PR #1488, opened 2017-07-14
'joined Teams' API currently only works for current user

richardtaylorrt:


concepts/known_issues.md
```diff
@@ -55,19 +55,23 @@ Examples of group features that support only delegated permissions:
 * Group conversations, events, photo
 * External senders, accepted or rejected senders, group subscription
 * User favorites and unseen count
+* Microsoft Teams channels and chats.
 
-### Teams in Microsoft Teams (preview)
+### Teams in Microsoft Teams (beta)
```
angelgolfer-ms: Hi Richard, according to our style guide, we do use "(preview)" to identify a feature being in the beta endpoint only. This is because the concept of "preview" entails additional implications that a developer needs to be aware of, which include "Expect breaking changes to the beta version from time to time. Do not take a production dependency on /beta APIs."  (as documented [here](https://developer.microsoft.com/en-us/graph/docs/concepts/versioning_and_support)). This concept of "preview" is used not only in Microsoft Graph docs, but is also common inside and outside of Microsoft, and we're just banking on the familiarity of this concept.

On the other hand, "beta" simply denotes the version of an endpoint or a feature.

concepts/known_issues.md
```diff
@@ -55,19 +55,23 @@ Examples of group features that support only delegated permissions:
...
 Currently, you can read and create channels, but you cannot update or delete them.  Future API releases will support this.
 
-### Microsoft Teams chat threads and chat messages (preview)
+### Microsoft Teams chat threads and chat messages (beta)
 
 Currently, you can create chat threads in channels, but you cannot read existing chat threads or add replies to them. Also, you cannot read or write direct chats between users that are outside the scope of a team or channel.  Future API releases will add additional capabilities in this area.
 
+### Microsoft Teams user's list of joined teams (beta)
+
+Currrently, [listing the teams a user has joined](../api-reference/beta/resources/user_list_joinedteams.md) only works for the 'me' user for which the caller has [delegated permissions](../../../concepts/permissions_reference.md).  Future releases will support this operation for any specified user ID.
```
Lauragra: This link has an error - the user_list_joinedteams file is in the api folder (not resources).

PR #1497, opened 2017-07-19
Update channel_post_chatthreads.md

Unlockedluca:
Updated URL for POST request from threads to chatthreads


paddymccallan:
Can this page be updated? [Create thread](https://docs.microsoft.com/en-us/graph/api/conversation-post-threads?view=graph-rest-1.0&tabs=http ).
I Spent sometime finding this post. I was getting a 201 - Created with the old URL but nothing was appearing in the channel.

PR #1522, opened 2017-07-25
Changed sample request payload and configuration endpoint for deviceConfigurationAssignment documentation

trjast:
- Sample request should not include the "id" property since that's the unique id for the deviceConfigurationAssignment which is generated on created
- Endpoint for assigning the deviceConfiguration was missing a much needed "/" between the {deviceConfigurationId} and assign


lleonard-msft:
#hold-off

This version of the page has been superseded by a later one created by the page generator.  (The missing path separator was due to a bug that was later fixed.)  

After review, the original changes were/are correct, based on the current capabilities of the tooling.  

To clarify the page at this level, incorporate changes higher in the toolchain (otherwise, they'll be overwritten in the next drop of the generated content).

PR #1542, opened 2017-08-02
Update user.md

marmoy:
Documenting that the relation directReports does not support the odata query parameters $expand and $count. MS Graph explorer itself states that $count is not supported, whereas $expand is just ignored for the directReports relation by MS Graph


dkershaw10:
@marmoy We could take this change, but it would need to be replicated in **many** places and not just for directReports. We are about to make some major updates to the [Query Parameters/Customize queries](https://developer.microsoft.com/en-us/graph/docs/concepts/query_parameters) topic that should clarify what is and isn't supported.  Let us know what you think.

jasonjoh:
Closing per @dkershaw10's comment.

──────

## Goal of the exercise
All of the data should be retyped exactly.

## Solution to this exercise
PR #1488, opened 2017-07-14
'joined Teams' API currently only works for current user

richardtaylorrt:


concepts/known_issues.md
```diff
@@ -55,19 +55,23 @@ Examples of group features that support only delegated permissions:
 * Group conversations, events, photo
 * External senders, accepted or rejected senders, group subscription
 * User favorites and unseen count
+* Microsoft Teams channels and chats.
 
-### Teams in Microsoft Teams (preview)
+### Teams in Microsoft Teams (beta)
```
angelgolfer-ms: Hi Richard, according to our style guide, we do use "(preview)" to identify a feature being in the beta endpoint only. This is because the concept of "preview" entails additional implications that a developer needs to be aware of, which include "Expect breaking changes to the beta version from time to time. Do not take a production dependency on /beta APIs."  (as documented [here](https://developer.microsoft.com/en-us/graph/docs/concepts/versioning_and_support)). This concept of "preview" is used not only in Microsoft Graph docs, but is also common inside and outside of Microsoft, and we're just banking on the familiarity of this concept.

On the other hand, "beta" simply denotes the version of an endpoint or a feature.

concepts/known_issues.md
```diff
@@ -55,19 +55,23 @@ Examples of group features that support only delegated permissions:
...
 Currently, you can read and create channels, but you cannot update or delete them.  Future API releases will support this.
 
-### Microsoft Teams chat threads and chat messages (preview)
+### Microsoft Teams chat threads and chat messages (beta)
 
 Currently, you can create chat threads in channels, but you cannot read existing chat threads or add replies to them. Also, you cannot read or write direct chats between users that are outside the scope of a team or channel.  Future API releases will add additional capabilities in this area.
 
+### Microsoft Teams user's list of joined teams (beta)
+
+Currrently, [listing the teams a user has joined](../api-reference/beta/resources/user_list_joinedteams.md) only works for the 'me' user for which the caller has [delegated permissions](../../../concepts/permissions_reference.md).  Future releases will support this operation for any specified user ID.
```
Lauragra: This link has an error - the user_list_joinedteams file is in the api folder (not resources).

PR #1497, opened 2017-07-19
Update channel_post_chatthreads.md

Unlockedluca:
Updated URL for POST request from threads to chatthreads


paddymccallan:
Can this page be updated? [Create thread](https://docs.microsoft.com/en-us/graph/api/conversation-post-threads?view=graph-rest-1.0&tabs=http ).
I Spent sometime finding this post. I was getting a 201 - Created with the old URL but nothing was appearing in the channel.

PR #1522, opened 2017-07-25
Changed sample request payload and configuration endpoint for deviceConfigurationAssignment documentation

trjast:
- Sample request should not include the "id" property since that's the unique id for the deviceConfigurationAssignment which is generated on created
- Endpoint for assigning the deviceConfiguration was missing a much needed "/" between the {deviceConfigurationId} and assign


lleonard-msft:
#hold-off

This version of the page has been superseded by a later one created by the page generator.  (The missing path separator was due to a bug that was later fixed.)  

After review, the original changes were/are correct, based on the current capabilities of the tooling.  

To clarify the page at this level, incorporate changes higher in the toolchain (otherwise, they'll be overwritten in the next drop of the generated content).

PR #1542, opened 2017-08-02
Update user.md

marmoy:
Documenting that the relation directReports does not support the odata query parameters $expand and $count. MS Graph explorer itself states that $count is not supported, whereas $expand is just ignored for the directReports relation by MS Graph


dkershaw10:
@marmoy We could take this change, but it would need to be replicated in **many** places and not just for directReports. We are about to make some major updates to the [Query Parameters/Customize queries](https://developer.microsoft.com/en-us/graph/docs/concepts/query_parameters) topic that should clarify what is and isn't supported.  Let us know what you think.

jasonjoh:
Closing per @dkershaw10's comment.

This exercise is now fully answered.